**Given entries:**
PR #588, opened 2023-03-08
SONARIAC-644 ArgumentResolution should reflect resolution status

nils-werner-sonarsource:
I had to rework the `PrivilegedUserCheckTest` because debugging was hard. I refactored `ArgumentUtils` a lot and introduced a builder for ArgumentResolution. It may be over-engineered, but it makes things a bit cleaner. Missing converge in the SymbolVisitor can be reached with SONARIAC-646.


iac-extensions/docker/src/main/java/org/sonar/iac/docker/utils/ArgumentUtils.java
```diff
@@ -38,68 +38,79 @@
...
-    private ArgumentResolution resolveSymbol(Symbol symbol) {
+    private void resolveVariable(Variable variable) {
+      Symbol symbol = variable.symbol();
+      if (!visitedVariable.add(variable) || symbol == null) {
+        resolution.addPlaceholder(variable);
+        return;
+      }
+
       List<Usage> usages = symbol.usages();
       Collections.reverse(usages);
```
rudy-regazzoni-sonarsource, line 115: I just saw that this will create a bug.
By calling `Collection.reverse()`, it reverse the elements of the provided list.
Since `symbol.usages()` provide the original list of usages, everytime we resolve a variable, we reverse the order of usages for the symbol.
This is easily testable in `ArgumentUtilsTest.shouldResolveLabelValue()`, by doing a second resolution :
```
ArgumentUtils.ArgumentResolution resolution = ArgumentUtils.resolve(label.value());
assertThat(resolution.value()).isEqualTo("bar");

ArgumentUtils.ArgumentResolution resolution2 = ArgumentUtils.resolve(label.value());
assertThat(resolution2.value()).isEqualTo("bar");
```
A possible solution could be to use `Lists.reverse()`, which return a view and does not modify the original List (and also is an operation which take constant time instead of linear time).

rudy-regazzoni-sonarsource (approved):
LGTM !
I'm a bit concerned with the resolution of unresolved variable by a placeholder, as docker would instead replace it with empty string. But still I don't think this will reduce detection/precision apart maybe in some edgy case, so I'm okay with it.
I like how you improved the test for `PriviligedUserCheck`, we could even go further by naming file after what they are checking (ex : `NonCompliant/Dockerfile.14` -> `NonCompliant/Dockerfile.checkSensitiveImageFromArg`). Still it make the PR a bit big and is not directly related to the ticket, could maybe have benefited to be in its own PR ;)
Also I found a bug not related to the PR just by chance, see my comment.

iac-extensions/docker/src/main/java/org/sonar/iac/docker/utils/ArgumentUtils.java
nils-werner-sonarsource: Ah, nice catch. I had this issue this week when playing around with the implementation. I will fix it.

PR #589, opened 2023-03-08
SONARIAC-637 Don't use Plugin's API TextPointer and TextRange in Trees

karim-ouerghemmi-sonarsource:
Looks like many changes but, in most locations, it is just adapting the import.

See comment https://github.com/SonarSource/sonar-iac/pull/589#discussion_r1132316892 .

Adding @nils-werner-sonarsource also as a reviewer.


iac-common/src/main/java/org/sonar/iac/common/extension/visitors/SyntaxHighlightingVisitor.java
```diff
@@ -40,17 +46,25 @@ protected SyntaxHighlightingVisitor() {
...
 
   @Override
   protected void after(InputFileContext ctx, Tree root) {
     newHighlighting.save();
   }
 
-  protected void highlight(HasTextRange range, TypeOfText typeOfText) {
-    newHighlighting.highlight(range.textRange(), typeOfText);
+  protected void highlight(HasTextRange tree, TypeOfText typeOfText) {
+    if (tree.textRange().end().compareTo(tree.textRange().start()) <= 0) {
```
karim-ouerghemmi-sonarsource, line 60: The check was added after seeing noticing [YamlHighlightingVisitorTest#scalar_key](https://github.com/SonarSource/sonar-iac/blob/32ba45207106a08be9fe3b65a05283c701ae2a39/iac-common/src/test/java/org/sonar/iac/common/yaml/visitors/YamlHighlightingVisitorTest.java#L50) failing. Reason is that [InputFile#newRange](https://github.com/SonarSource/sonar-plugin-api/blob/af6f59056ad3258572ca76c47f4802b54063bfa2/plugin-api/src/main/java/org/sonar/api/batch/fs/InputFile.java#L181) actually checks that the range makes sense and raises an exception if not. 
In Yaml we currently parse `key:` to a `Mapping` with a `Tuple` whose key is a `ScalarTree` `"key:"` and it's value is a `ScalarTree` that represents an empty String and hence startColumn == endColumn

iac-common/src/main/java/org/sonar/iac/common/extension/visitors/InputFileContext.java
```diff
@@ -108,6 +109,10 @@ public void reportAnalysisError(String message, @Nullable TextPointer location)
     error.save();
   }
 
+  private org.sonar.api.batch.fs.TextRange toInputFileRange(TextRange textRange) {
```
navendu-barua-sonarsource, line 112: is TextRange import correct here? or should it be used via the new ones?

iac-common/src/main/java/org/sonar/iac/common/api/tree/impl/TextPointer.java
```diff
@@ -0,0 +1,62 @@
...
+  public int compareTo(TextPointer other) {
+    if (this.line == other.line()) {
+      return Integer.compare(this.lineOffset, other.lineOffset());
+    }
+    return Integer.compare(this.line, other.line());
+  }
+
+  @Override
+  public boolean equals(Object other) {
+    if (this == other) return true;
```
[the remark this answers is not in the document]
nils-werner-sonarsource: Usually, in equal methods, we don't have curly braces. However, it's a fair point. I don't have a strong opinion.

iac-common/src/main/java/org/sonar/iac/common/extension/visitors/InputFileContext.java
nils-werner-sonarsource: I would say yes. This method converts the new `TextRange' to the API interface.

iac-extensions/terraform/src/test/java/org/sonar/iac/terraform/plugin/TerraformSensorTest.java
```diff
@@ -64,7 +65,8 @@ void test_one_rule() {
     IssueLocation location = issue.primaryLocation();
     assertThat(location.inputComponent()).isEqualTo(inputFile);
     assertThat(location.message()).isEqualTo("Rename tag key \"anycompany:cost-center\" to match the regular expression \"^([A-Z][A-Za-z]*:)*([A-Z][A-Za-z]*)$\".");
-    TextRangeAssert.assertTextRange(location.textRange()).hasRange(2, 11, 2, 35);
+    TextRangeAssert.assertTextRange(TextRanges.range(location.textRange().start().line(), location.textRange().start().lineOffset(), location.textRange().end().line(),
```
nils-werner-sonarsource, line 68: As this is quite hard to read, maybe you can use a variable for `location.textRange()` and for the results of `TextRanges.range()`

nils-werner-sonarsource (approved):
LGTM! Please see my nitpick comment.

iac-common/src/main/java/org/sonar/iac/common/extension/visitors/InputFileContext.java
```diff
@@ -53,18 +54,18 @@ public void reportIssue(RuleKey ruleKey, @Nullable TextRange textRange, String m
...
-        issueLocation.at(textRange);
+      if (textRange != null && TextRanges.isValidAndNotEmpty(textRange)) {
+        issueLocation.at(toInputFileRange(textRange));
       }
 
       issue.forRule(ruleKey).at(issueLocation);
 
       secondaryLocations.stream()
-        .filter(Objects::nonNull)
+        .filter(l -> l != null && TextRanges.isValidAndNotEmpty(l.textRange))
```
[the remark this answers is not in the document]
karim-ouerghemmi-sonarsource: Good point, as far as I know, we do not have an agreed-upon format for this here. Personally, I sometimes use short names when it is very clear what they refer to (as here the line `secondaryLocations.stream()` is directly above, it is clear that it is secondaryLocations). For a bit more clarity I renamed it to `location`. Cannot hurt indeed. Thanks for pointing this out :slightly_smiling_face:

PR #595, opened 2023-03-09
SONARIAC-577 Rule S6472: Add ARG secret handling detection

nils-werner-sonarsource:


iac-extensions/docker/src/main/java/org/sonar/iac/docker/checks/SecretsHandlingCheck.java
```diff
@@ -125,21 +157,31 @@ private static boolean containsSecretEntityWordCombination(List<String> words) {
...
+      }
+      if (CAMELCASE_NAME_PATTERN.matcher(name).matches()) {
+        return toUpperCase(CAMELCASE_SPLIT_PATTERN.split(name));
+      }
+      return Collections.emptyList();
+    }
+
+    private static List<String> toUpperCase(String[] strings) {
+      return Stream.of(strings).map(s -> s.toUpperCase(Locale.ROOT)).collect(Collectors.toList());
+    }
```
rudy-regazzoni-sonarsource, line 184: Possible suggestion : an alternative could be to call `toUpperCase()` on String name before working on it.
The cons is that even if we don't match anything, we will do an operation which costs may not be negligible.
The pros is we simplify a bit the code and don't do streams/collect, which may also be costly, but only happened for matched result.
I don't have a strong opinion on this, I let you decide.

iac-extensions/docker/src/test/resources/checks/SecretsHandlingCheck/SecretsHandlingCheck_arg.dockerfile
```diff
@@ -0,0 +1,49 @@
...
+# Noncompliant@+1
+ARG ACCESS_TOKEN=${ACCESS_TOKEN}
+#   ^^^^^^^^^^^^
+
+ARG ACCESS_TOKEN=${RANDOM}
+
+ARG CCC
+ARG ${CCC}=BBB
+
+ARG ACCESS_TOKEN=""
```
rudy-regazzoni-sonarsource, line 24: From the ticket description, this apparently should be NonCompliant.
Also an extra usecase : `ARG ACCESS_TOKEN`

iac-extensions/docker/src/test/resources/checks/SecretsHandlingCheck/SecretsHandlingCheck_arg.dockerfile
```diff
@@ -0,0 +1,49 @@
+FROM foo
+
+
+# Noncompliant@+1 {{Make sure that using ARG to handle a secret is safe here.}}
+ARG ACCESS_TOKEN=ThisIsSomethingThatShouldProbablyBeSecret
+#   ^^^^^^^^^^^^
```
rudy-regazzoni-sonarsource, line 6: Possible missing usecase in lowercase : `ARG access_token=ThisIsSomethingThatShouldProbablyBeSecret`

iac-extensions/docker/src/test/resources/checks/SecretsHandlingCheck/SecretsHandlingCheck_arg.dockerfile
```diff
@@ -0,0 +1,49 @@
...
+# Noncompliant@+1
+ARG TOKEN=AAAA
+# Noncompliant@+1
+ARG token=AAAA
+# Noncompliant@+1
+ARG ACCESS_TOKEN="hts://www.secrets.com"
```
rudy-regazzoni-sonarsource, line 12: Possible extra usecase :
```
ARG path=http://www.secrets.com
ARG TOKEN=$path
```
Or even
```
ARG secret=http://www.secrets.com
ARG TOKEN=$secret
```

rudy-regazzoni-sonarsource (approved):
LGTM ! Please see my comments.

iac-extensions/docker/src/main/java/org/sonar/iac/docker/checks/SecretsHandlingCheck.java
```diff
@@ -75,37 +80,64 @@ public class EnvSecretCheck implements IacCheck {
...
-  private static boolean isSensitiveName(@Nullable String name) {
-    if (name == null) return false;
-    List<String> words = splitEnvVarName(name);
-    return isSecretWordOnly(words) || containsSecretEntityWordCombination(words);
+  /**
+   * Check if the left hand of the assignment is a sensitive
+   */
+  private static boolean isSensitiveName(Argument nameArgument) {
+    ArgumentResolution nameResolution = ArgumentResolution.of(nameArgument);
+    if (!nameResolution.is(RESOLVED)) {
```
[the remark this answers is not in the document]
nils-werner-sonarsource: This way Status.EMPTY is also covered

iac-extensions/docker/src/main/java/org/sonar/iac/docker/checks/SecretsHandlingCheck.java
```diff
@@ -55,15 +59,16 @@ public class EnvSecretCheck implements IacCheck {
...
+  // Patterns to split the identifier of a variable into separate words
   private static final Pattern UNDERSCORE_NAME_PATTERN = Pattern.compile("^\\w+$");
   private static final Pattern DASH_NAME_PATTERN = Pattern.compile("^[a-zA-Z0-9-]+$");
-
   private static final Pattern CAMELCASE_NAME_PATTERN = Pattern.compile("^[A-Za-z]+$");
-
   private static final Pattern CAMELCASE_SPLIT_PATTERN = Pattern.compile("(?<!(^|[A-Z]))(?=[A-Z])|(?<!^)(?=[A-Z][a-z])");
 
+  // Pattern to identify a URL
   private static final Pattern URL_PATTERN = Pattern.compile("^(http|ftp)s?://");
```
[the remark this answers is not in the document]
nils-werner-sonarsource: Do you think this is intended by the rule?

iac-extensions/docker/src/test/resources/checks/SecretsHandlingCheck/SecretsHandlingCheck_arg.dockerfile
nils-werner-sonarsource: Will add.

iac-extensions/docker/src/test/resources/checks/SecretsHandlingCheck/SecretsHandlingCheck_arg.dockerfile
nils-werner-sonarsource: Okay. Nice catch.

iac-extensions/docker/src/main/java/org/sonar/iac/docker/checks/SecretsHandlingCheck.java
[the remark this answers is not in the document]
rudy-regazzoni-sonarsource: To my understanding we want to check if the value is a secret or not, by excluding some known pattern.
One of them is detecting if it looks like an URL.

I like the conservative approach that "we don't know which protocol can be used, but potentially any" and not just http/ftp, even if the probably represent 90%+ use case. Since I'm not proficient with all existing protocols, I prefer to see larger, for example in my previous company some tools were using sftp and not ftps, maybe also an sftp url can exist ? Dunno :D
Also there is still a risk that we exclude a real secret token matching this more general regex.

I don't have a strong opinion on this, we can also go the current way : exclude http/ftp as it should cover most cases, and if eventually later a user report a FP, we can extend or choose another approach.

**Try it:** Find the word "newHighlighting" in the entries, and copy every line it shows up in.

**Problem solution:**
     newHighlighting.save();
-    newHighlighting.highlight(range.textRange(), typeOfText);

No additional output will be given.